Я отвез ее за город в летнее кафе, где готовили вкуснейший шашлык, и пока готовился наш заказ, мы болтали о всякой ерунде. Я не стал торопить события, и заговорил о делах только тогда, когда объемный ужин был нами уничтожен и мы лениво попивали зеленый чай.
- Недавно, - напомнил я, - ты говорила, что на пару с главным бухгалтером разнесла квартальную отчетность по своей фирме за один вечер.
- Ну да, - кивнула Катя, - но там и делать было нечего.
- Погоди, не перебивай. И для кого-то из клиентов вашей фирмы ты делала восстановление бухучета.
- Да, там пришлось недели две повозиться, но тоже не особенно много работы было.
- А для моей фирмы ты меньше чем за месяц вбила в базу данных документы за год, когда директор решил проверить, не было ли повторных списаний.
- Ну и?
- И так как ты играючи справляешься с подобными поручениями, у моего отца есть к тебе серьезное деловое предложение. Есть работа, за выполнение которой он готов заплатить хорошие деньги. Двести пятьдесят тысяч.

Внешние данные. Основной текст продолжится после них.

PR #1051, opened 2024-10-24
Snyk updates for java projects

dexamundsen:


annotationProcessor/build.gradle
```diff
@@ -34,30 +29,11 @@ repositories {
 }
 
 dependencies {
-    // added to address synk warnings
-    constraints {
-        implementation 'com.nimbusds:nimbus-jose-jwt:9.37.3'
```
dexamundsen, line 39: All of these are transitively managed via service, hence not needed

tjennison-work (approved):

PR #1053, opened 2024-10-25
[VDA-1785,VDA-1847] Added api for all studies for admin user

chenchals:
- updated admin-client for new api call
- updated core code to optionally use `accessGroup` for getting all studies
- ran all local service tests


service/src/test/java/bio/terra/tanagra/service/accesscontrol/AouWorkbenchAccessControlTest.java
```diff
@@ -295,7 +295,11 @@ private void assertStudyPermissions(UserId user, ResourceId resource, Action...
   private void assertStudyNoListPermissions(UserId user, ResourceType resource, Action... actions) {
     ResourceCollection resources =
         accessControlService.listAuthorizedResources(
-            user, Permissions.forActions(resource, actions), 0, Integer.MAX_VALUE);
+            user,
+            Permissions.forActions(resource, actions),
+            (ResourceId) null,
```
dexamundsen, line 300: The effect is the same, but this should be cast to string iiuc. 
for list underlays: resource id is correct since it is for parent resource. this in turn calls the function with string param
for studies, it would be user group. 
---
If the overloaded functions are too confusing we can look at changing it in a followup PR

service/src/test/java/bio/terra/tanagra/service/accesscontrol/impl/MockVumcAdminAccessControl.java
```diff
@@ -24,7 +24,8 @@ protected boolean apiIsAuthorizedUser(String userEmail) {
   }
 
   @Override
-  protected ResourceList apiListAuthorizedResources(String userEmail, ResourceType resourceType) {
+  protected ResourceList apiListAuthorizedResources(
+      String userEmail, ResourceType resourceType, String googleGroup) {
```
dexamundsen, line 28: minor: change param name to userAccessGroup or accessGroup

dexamundsen (commented):
minor comments, not blocker

service/build.gradle
```diff
@@ -146,7 +146,7 @@ dependencies {
     implementation "org.glassfish.jersey.media:jersey-media-multipart:${vJersey}"
     implementation "org.glassfish.jersey.media:jersey-media-json-jackson:${vJersey}"
 
-    implementation 'org.vumc.vda.tanagra:admin-client:0.0.113-SNAPSHOT'
+    implementation 'org.vumc.vda.vumc-cohort-builder:admin-client:1.0.10-SNAPSHOT'
```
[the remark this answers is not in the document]
chenchals: Yes - fixed both the group-name and version: to 1.0.12

service/src/test/java/bio/terra/tanagra/service/accesscontrol/AouWorkbenchAccessControlTest.java
chenchals: The compiler complained, so I did the cast to specifically call what it was previously calling :-) Yes maybe in a follow-up PR we can fix this

dexamundsen: I mean you would need to cast it to string

dexamundsen (approved):

service/src/test/java/bio/terra/tanagra/service/accesscontrol/impl/MockVumcAdminAccessControl.java
chenchals: missed that. Will do the change before merge.  Thanks.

Я замолчал, пытаясь угадать ее реакцию на озвученную сумму. Но на нее она не произвела никакого впечатления, во всяком случае, так мне показалось.
- Это большие деньги. - спокойно сказала она. - Надо полагать, что и объем работы будет немаленький. И что же необходимо сделать за такие деньжищи?
- Работа не на один месяц, - согласился я - Нужно автоматизировать всю нашу бухгалтерию, в том числе складской учет и прежде всего занести в компьютер номенклатуру с остатками и ценами. Ты сказала, что мы неплохо сработались. Теперь мы можем продолжить совместную работу, плюс нам неплохо заплатят. Думаю, что тебе сейчас совсем не помешает дополнительный заработок. Ну так что ты об этом думаешь?
Катя старательно разглядывала клеенку на столе и молчала. Наконец я не выдержал:
- Если тебя что-то смущает, скажи прямо.
Она спросила:
- Значит, это твой отец предлагает мне эту работу? И это он определил сумму оплаты?
- Я, кажется, уже сказал об этом, к чему переспрашивать?
- Просто странно, почему он не поговорил со мной об этом сам.